**Problem:** The word "dependent" turns up on some lines of this data; say how many, and give no other text.

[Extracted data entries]
== == ==

PR #234, opened 2024-10-03
Lint unused suppressions

joecrowleygaia:
Was getting twitchy seeing all these unused linter suppressions.

### DIFF
--- a/.git-blame-ignore-revs
+++ b/.git-blame-ignore-revs
@@ -7,3 +7,4 @@
 
 # 2024-10-03 Applied ruff check --fix-only with added RUF100 check (unused suppressions)
 7b6622528ec10913c7ef169c3089a38697ca766c
+4f215c88d4e1532e74bfbce5b7c4c6a03bee7ccb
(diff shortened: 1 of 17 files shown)


.git-blame-ignore-revs
```diff
@@ -4,3 +4,7 @@
 
 # 2024-10-03 Applied ruff format to all python code
 98477463d23e270c276097edde9eb41a8f944ca2
+
+# 2024-10-03 Applied ruff check --fix-only with added RUF100 check (unused suppressions)
+7b6622528ec10913c7ef169c3089a38697ca766c
+4f215c88d4e1532e74bfbce5b7c4c6a03bee7ccb
```
Lincoln-GR, line 10: This fixup commit only touches one file. I don't think we should set the precedent of adding such commits to this file.

Either squash the fixup commit or accept it will appear in blame

Lincoln-GR (commented):
good rule to enable :+1: I have one opinion on the second ignored commit

.git-blame-ignore-revs
joecrowleygaia: I believe anyone that does a small autoformat specifically on a file they didn't interact with should absolutely add it to blame ignore. Closing PR and deleting branch to squash.

PR #241, opened 2024-10-04
BDRSPS-845 Updated survey occurrence v2 rdf mapping as required.

joecrowleygaia:
Mostly copied over from incidental template where possible in addition to template specific update.


abis_mapping/templates/survey_occurrence_data_v2/mapping.py
```diff
@@ -457,6 +461,18 @@ def apply_mapping_row(
...
 
+        # Conditionally create uri dependent on surveyID field.
+        if survey_id := row["surveyID"]:
+            survey = utils.rdf.uri(f"survey/{urllib.parse.quote(survey_id, safe='')}", base_iri)
+        else:
+            survey = None
+
+        # Conditionally create uri dependent on siteVisitID field.
+        if site_visit_id := row["siteVisitID"]:
+            site_visit = utils.rdf.uri(f"visit/{urllib.parse.quote(site_visit_id, safe='')}", base_iri)
```
Lincoln-GR, line 472: Is there a reason these two new uris (`site_visit` and `survey`) are using `quote()` on the value from the row but most of the others generated above don't? - just thinking it would be nice to have a consistent approach if possible.

Also because `utils.rdf.uri()` uses slugify internally any url-quoted chars have their `%` changed to `-`, e.g.
```python
site_visit_id = "A11/22"  # will result in:
site_visit = rdflib.term.URIRef('http://createme.org/visit/A11-2F22')
```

== == ==

**Written solution:** 2